Батальные лоскуты


Павел Пепперштейн уже не впервые откладывает в сторону краски и тушь ради орудий литературного творчества. На рубеже тысячелетий некоторое оживление вызвал написанный им в содружестве с коллегой-медгерменевтом Сергеем Ануфриевым лихой двухтомный роман – практически эпопея – “Мифогенная любовь каст”. Под прихотливым заголовком пряталось многофигурное батальное полотно – галлюциногенная история Великой Отечественной, где наряду с парторгами, партизанами и штандартенфюрерами в жестокую схватку вступали Колобок, Муха-Цокотуха, Карлсон и прочие реликты жизнерадостного детского сознания.

Новая персональная книга ёры и забияки Пепперштейна раскрывает автора как слугу одной, все определяющей темы, певца одной, но пламенной страсти. Повзрослевший писатель выпустил томик с бесхитростным названием “Военные рассказы” – набор коротких и старательных упражнений в прозе, насквозь пропитанных подростковым томлением духа или юношеским благоговейным восторгом по отношению к дыму сражений, свисту сабель и запаху пороха.

Большая часть текстов (всего их в сборнике около трех десятков) восходит к леденящим кровь “былям” – тем, что имели широкое устное хождение в пионерских лагерях того исторического периода, в который их мог почтить своим присутствием ныне сорокалетний Пепперштейн. К тем “былям”, что пребывают на стыке кинематографической реальности и дворового мистицизма, а передаются по наследству из смены в смену.

Белый офицер безуспешно пытается расстрелять пленного красноармейца, а на недоуменно-отчаянный вопрос: “Почему вы не умираете?” – получает ответ: “Потому что я – Бог” (открывающий книгу рассказ “Бог”).

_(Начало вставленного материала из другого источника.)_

PR #30283, opened 2024-08-09
p2p/enode: add quic ENR entry

guillaumemichel:
Add `quic` entry to the ENR as proposed in https://github.com/ethereum/consensus-specs/pull/3644

Allowing to read [Lighthouse `quic` port](https://github.com/sigp/lighthouse/blob/d6ba8c397557f5c977b70f0d822a9228e98ca214/book/src/developers.md?plain=1#L20-L26) from ENR.

### DIFF
--- a/p2p/enode/node.go
+++ b/p2p/enode/node.go
@@ -38,10 +38,9 @@ type Node struct {
 	r  enr.Record
 	id ID
 	// endpoint information
-	ip   netip.Addr
-	udp  uint16
-	tcp  uint16
-	quic uint16
+	ip  netip.Addr
+	udp uint16
+	tcp uint16
 }
 
 // New wraps a node record. The record must be valid according to the given
@@ -106,7 +105,6 @@ func (n *Node) setIP4(ip netip.Addr) {
 	n.ip = ip
 	n.Load((*enr.UDP)(&n.udp))
 	n.Load((*enr.TCP)(&n.tcp))
-	n.Load((*enr.QUIC)(&n.quic))
 }
 
 func (n *Node) setIP6(ip netip.Addr) {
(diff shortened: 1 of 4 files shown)


p2p/enode/node.go
```diff
@@ -184,6 +189,11 @@ func (n *Node) TCP() int {
 	return int(n.tcp)
 }
 
+// QUIC returns the QUIC port of the node.
+func (n *Node) QUIC() int {
```
fjl, line 193: I think it should return `uint16`.

fjl:
Not sure if we actually need the accessor on `enode.Node` at this point.

p2p/enode/node.go
guillaumemichel: I copied the `UDP()` and `TCP()` return types. But I can update them to have `uint16` as return type.

https://github.com/ethereum/go-ethereum/blob/83e70aa3d00bbee9713b31768a30a7741eee8945/p2p/enode/node.go#L177-L185

p2p/enode/node.go
```diff
@@ -200,6 +200,16 @@ func (n *Node) TCPEndpoint() (netip.AddrPort, bool) {
 	return netip.AddrPortFrom(n.ip, n.tcp), true
 }
 
+// QUICEndpoint returns the announced QUIC endpoint.
+func (n *Node) QUICEndpoint() (netip.AddrPort, bool) {
+	var quic enr.QUIC
+	n.Load(&quic)
+	if !n.ip.IsValid() || n.ip.IsUnspecified() || quic == 0 {
```
fjl, line 207: Here we need to distinguish if the IP is IPv6, and try loading QUIC6 if it's there.

guillaumemichel: Just addressed it. Let me know if it looks right

lightclient:
I added a few more tests here. It didn't seem like the included test was really verifying the port was loaded correctly. Also verifying we don't return an endpoint with a quic6 port for IPv4 and vice versa. Not sure how important that is.

lightclient (approved):

cortze:
Any update on the status of PR?

guillaumemichel:
Is the PR good for merge?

Рядовой полевой разведки Егор Сычов находит в кармане мундира захваченного языка огромный рубин, прячет его в рот и превращается в “колоссальных размеров голую женщину” (“Тело языка”).

Обладающий “брутальным” чувством юмора майор СС решает – в шутку – исповедаться во всех своих злодеяниях в церкви захваченного русского городка и получает от старенького священника выстрел в голову “прямо через епитрахиль” (образец литературного минимализма – всего 33 строки – рассказ “Неудачная исповедь”).

“Живой гроб”, перманентно и с упоением выбрасывающий своих покойников с высокого обрыва, сопровождает эти действия неизменным “Флай! Flay once more!”...

“Прожорливый торт”, учиняющий форменное безобразие на банкетном столе, приготовленном к выпускному вечеру в “Высшей Ее Величества Военной школе для женщин” в графстве Сассекс, в июне 2008 года... Покуда вы последовательно поглощаете – словно бы щелкая семечки – вереницу непритязательных, но цепляющих обезоруживающей простотой подачи, написанных “шершавым языком плаката” пепперштейновских текстов, вас не оставляет главный вопрос: так все-таки издевается над нами автор, по-пионерски дурит вам голову или все же пытается поведать некие высшие истины, упакованные во вчерашнюю, но все еще работающую постмодернистскую обертку?

Ситуация, аналогичная восприятию “Мифогенной любви...”, которую называли “временами смешным” бредом и которой одновременно посвящали серьезнейшие структуралистские исследования, возводя ее в ранг главных русских романов эпохи наряду с “Generation П” Пелевина и “Голубым салом” Сорокина. В этой абсолютной “неуловимости”, неподвластности апробированному критическому инструментарию и заключается, пожалуй, главное достоинство “Военных рассказов” – безусловно, неровных по своему уровню, но в лучших своих образцах завораживающих некоей – ни дать ни взять – кафкианской мерцающей притягательностью.

С другой стороны, сплошь и рядом они кажутся произведениями не лишенного способностей абитуриента Литературного института. А с третьей... За одну только фразу (в лучшем, на наш взгляд, тексте книжки, этакой выразительной апелляции к стихотворениям в прозе Ивана Тургенева под названием “Казантип”) – “могущественный flash back прокатился по моему мозгу” – Павла Пепперштейна можно смело выдвигать если не на литературный орден, то, как минимум, на медаль.